> THE PROBLEM: Whenever a line in the entries below contains the string "reason", copy that line.

*** DATA IN THIS EXERCISE ***

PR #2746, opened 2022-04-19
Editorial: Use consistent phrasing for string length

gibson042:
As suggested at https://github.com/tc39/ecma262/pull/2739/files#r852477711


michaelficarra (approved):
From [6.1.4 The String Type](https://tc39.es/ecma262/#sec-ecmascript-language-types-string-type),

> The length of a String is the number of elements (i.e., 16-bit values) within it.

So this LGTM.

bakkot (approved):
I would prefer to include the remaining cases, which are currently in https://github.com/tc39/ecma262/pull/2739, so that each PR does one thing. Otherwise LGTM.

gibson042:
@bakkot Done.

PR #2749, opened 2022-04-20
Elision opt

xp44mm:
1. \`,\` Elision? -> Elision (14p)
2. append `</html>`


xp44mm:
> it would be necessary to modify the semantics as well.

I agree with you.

*** End of DATA IN THIS EXERCISE ***
*** DATA IN THIS EXERCISE ***

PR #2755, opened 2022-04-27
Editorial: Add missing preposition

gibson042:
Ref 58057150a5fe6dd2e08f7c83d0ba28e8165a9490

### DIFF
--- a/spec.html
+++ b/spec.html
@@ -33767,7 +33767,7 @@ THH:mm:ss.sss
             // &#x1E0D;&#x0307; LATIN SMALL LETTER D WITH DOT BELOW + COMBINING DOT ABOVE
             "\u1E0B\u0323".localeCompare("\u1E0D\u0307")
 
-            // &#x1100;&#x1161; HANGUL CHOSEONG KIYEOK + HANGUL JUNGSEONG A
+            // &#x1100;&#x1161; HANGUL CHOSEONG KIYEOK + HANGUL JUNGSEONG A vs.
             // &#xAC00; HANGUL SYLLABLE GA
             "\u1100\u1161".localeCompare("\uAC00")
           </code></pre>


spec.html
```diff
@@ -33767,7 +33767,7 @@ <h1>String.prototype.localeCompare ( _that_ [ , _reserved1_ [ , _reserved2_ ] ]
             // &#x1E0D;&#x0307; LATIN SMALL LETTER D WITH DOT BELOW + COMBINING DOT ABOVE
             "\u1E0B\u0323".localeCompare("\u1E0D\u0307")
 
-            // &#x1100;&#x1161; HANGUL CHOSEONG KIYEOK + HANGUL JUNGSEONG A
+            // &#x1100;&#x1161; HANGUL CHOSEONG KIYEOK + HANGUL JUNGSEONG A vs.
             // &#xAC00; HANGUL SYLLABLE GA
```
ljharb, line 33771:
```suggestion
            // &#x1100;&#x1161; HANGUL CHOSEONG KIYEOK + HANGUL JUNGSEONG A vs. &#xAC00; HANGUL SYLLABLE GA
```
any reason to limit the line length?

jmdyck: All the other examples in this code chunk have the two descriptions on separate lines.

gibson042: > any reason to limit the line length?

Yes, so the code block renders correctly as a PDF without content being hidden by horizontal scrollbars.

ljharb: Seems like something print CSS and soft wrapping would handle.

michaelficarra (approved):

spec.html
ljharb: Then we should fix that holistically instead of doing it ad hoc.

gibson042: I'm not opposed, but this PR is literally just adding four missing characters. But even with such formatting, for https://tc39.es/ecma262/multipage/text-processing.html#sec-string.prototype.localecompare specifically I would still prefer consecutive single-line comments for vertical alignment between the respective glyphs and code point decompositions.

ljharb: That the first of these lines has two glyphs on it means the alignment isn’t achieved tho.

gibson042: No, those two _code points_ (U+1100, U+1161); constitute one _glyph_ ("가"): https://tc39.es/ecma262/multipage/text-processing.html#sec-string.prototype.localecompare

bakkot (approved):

*** End of DATA IN THIS EXERCISE ***

> REPLY:
any reason to limit the line length?
gibson042: > any reason to limit the line length?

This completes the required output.